The bill could be expected to be viewed as a step in the right direction by advocates for water quality and property owners, but this bill seems to be no more popular with some agencies than the previously rejected full proximity measures.
“It just doesn’t address the problem we have on Lake Martin, where we have wakes being created by other boats,” explained Lake Martin Resource Association president John Thompson. “When fishermen in these sloughs get ready to go from one spot to another, they gear up, take off and kick up a big wake. The same goes for personal watercraft getting into small sloughs and going round and round to create big wakes. And it doesn’t address the problem of rude boaters that come in too fast and too close, endangering property and people in the water. It just doesn’t go far enough.” Local lake homeowner and business owner Jamie Burnett agreed with Thompson but has a different perspective. “I am all for a proximity law, but I don’t think going after just one sport is the right way to address it,” Burnett said. “And I don’t think criminalizing one sport will change the erosion. I think, instead, it endangers surfers, and there has to be a better answer.”

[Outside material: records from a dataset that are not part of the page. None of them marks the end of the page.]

PR #3010, opened 2026-09-11
feat(scheduler): validate device resource names and defaults at startup

### LINKED ISSUE #3009: A device config with an empty or malformed resource name is accepted at startup and the backend then never matches a request
**What would you like to be added?**

Improve `validateConfig` in `pkg/scheduler/config/config.go:262` so it validates the actual values inside each backend configuration, instead of only checking whether at least one backend configuration exists.

For every backend with a non-empty configuration:

* `ResourceCountName` must not be empty.
* Every configured resource name must be a valid Kubernetes qualified name.
* `DefaultGPUNum` must be greater than `0`.
* `DefaultMemory` must be `>= 0`.
* `DefaultCores` must be between `0` and `100`.
* `MemoryFactor` must be `>= 0`.
* Two backends must not use the same `ResourceCountName`, because this would make `device.DevicesMap` routing ambiguous.

If there are multiple configuration errors, report them together and include the backend name and the invalid field, similar to the existing `initErrors` aggregation in `InitDevicesWithConfig`.

**Why is this needed?**

Currently, `validateConfig` only checks whether at least one backend configuration is present:

```go
func validateConfig(config *Config) error {
	if !reflect.DeepEqual(config.NvidiaConfig, nvidia.NvidiaConfig{}) ||
		...
		len(config.VNPUs.Configs) > 0 {
		return nil
	}
	return fmt.Errorf("all configurations are empty")
}
```

This means invalid values can pass configuration validation.

For example, an empty `ResourceCountName` or a typo in `ResourceMemoryName` can be accepted during startup. The backend is then registered, but it may never match container requests correctly or may use a resource name that does not exist on the node.

The result can be Pods that never schedule, without a clear configuration error being reported during scheduler startup.

This has already caused the need for backend-specific checks:

* **#2889** added a guard in Ascend against an empty `ResourceMemoryName`.
* `pkg/device/nvidia/device.go:443` has a similar check for an empty `ResourceMemoryName`.

These checks protect individual code paths, but the underlying configuration problem can still occur in other backends.

Validating the configuration once during startup is simpler and more reliable than adding similar checks separately to every backend.

There are three points where maintainer feedback would help before implementation:

1. **Should invalid configuration fail startup or only produce warnings?**

   My preference is to reject clearly invalid configuration during startup, including:

   * empty `ResourceCountName`
   * duplicate `ResourceCountName`
   * invalid numeric ranges

   For resource-name syntax, I'm open to either rejecting it immediately or initially warning and enforcing it in a later release.

2. **How should this relate to #2941?**

   #2941 handles unknown configuration keys, while this change validates the values of known keys.

   They solve different problems and could work together:

   * #2941 → validates **which fields exist**
   * this change → validates **whether those field values are valid**

im-Toqeer-506:
**What type of PR is this?**

/kind feature

**What this PR does / why we need it**

Previously, `validateConfig` only checked whether at least one backend configuration existed. It did not validate the actual values inside those configurations.

This PR adds validation for configuration values that can cause the scheduler to behave incorrectly.

The scheduler now **rejects the configuration at startup** when:

* Two device backends use the same `ResourceCountName`. This can cause multiple backends to handle the same container resource.
* `MemoryFactor` is negative.
* `nvidia.defaultCores` is outside the `0-100` range.
* `nvidia.defaultMemory` is negative.

The scheduler also **logs an error but continues starting** when a configured resource name is not a valid Kubernetes qualified name. This is reported because the name cannot match a Kubernetes resource, but the operator should still be able to choose the resource name.

Fixes #3009

**Special notes for the reviewer**

While implementing the validation, I checked each proposed rule against the existing code. Two rules from the original issue turned out to be incorrect, so they are not included in this PR:

1. **`ResourceCountName` cannot always be required.**

   Some backends are registered even when they are not configured. In that case, an empty `ResourceCountName` means the backend is simply inactive.

   For example, the default configuration leaves Biren, Enflame GCU, Metax-SGPU, and Vastai unconfigured. Requiring a non-empty value would break the default installation.

2. **`DefaultGPUNum` does not need to be greater than `0`.**

   For NVIDIA, `0` is intentionally used to mean that no default GPU count should be added.

   The code already checks:

   ```go
   if dev.config.DefaultGPUNum > 0
   ```

   So changing this to require a value greater than `0` would change the existing behavior.

I also checked #2889. It was not caused by an empty resource name simply failing to match a request. The issue was that Ascend could create a `Limits[""]` entry. Its fix explicitly skips the empty resource name, which is another indication that an empty resource name can be valid for an inactive or specific device configuration.

**How the validation works**

The backend configurations are different from each other, so there is no single common configuration structure that can validate everything.

Instead, resource names are checked **after the devices are initialized** using the existing `GetResourceNames()` method from the `device.Devices` interface.

This has two benefits:

* It validates the final values after backend-specific defaults have been applied.
* It works consistently across all backends, including backends that can register multiple devices from one configuration.

The NVIDIA-specific numeric checks remain in `validateConfig`, because those values are only available in the NVIDIA configuration.

`anyDeviceConfigured` is simply the existing configuration check extracted into a variable so that validation can continue after determining that at least one backend is configured. Its behavior is unchanged.

```release-note
The scheduler now rejects invalid device configuration when resource count names are duplicated, or when nvidia defaultCores, nvidia defaultMemory, or a backend memoryFactor is out of range. Invalid Kubernetes resource names are logged as errors but do not prevent startup.
```

**AI assistance disclosure**

I used an AI assistant to verify the implementation and test cases.

## Summary by CodeRabbit

- **New Features**
  - Added support for configuring and initializing Remote GPU devices.
  - Added configuration options for device extender binding and device plugin settings.

- **Bug Fixes**
  - Configuration validation now rejects empty configurations, invalid NVIDIA defaults, negative memory settings, and out-of-range core values.
  - Reports all detected configuration violations together for easier troubleshooting.
  - Detects conflicting device resource names, invalid memory factors, malformed resource names, and missing device backends.

### DIFF
--- a/pkg/scheduler/config/config.go
+++ b/pkg/scheduler/config/config.go
@@ -19,11 +19,16 @@ package config
 import (
 	"flag"
 	"fmt"
+	"maps"
 	"os"
 	"reflect"
+	"slices"
+	"strings"
 	"time"
 
 	"gopkg.in/yaml.v2"
+	utilerrors "k8s.io/apimachinery/pkg/util/errors"
+	"k8s.io/apimachinery/pkg/util/validation"
 	"k8s.io/klog/v2"
 
 	"github.com/Project-HAMi/HAMi/pkg/device"
@@ -254,13 +259,18 @@ func InitDevicesWithConfig(config *Config) error {
 		return fmt.Errorf("errors occurred during initialization: %v", initErrors)
 	}
 
+	if err := validateRegisteredDevices(device.DevicesMap); err != nil {
+		return fmt.Errorf("invalid device configuration: %w", err)
+	}
+
 	klog.Info("All devices initialized successfully")
 	return nil
 }
 
-// validateConfig validates the configuration object to ensure it is complete.
-func validateConfig(config *Config) error {
-	if !reflect.DeepEqual(config.NvidiaConfig, nvidia.NvidiaConfig{}) ||
+// anyDeviceConfigured reports whether at least one backend has been given a
+// configuration block.
+func anyDeviceConfigured(config *Config) bool {
+	return !reflect.DeepEqual(config.NvidiaConfig, nvidia.NvidiaConfig{}) ||
 		!reflect.DeepEqual(config.CambriconConfig, cambricon.CambriconConfig{}) ||
 		!reflect.DeepEqual(config.HygonConfig, hygon.HygonConfig{}) ||
 		len(config.IluvatarConfig) > 0 ||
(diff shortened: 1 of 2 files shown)


pkg/scheduler/config/config.go
```diff
@@ -272,10 +282,85 @@ func validateConfig(config *Config) error {
...
-		return nil
+		len(config.VNPUs.Configs) > 0
+}
+
+// validateConfig validates the configuration object to ensure it is complete.
+//
+// It checks only the values that no backend can reinterpret later. Resource
+// names are deliberately left to validateRegisteredDevices, which reads them
+// back after each backend has applied its own defaults.
+func validateConfig(config *Config) error {
```
mesutoezdil, line 293: are you aware of the #2996 hold on this?

pkg/scheduler/config/config.go
```diff
@@ -272,10 +282,85 @@ func validateConfig(config *Config) error {
...
+//
+// Reading the names back through GetResourceNames keeps this uniform across
+// backends whose configuration structs differ, covers the ones that register
+// more than one device from a single configuration block, and sees the value a
+// backend substituted for an empty field rather than the empty field itself.
+//
+// An empty name is not an error: it means the backend does not offer that
+// dimension, or has not been configured at all, and the default configuration
+// registers several backends in exactly that state.
+func validateRegisteredDevices(devices map[string]device.Devices) error {
```
mesutoezdil, line 321: did you check every default config for collisions?

pkg/scheduler/config/config.go
im-Toqeer-506: Yes i have viewed PR #2996 is about scheduler policy flags and my pr only check the device config values

pkg/scheduler/config/config.go
im-Toqeer-506: yes each default resourceCount name is in the chart is unique . Backends that are not configured are simply skiped and the deafult setup would not be rejected .

archlitchi (dismissed):
/lgtm

archlitchi:
please resolve this conflict

im-Toqeer-506:
@archlitchi 
would you prefer me to merge master into the PR branch to the history as it is or to rebase it onto the master for the cleaner history

archlitchi (approved):
/lgtm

Burnett’s fear is that wake surfers will be forced into the center lane of boat traffic, where downed surfers will be less visible to fast-moving boat traffic and vulnerable to injury.
“I also think that when wake surfers move into the center, more boat traffic will move out closer to the shoreline. We will still have the wake action close to the shorelines,” she said. “If we’re going to regulate, we should regulate all of the sports together. I think there are more questions to answer before we start to legislate it and criminalize people who are not criminals.”
Calls to the bill’s sponsors were not returned before presstime for this publication.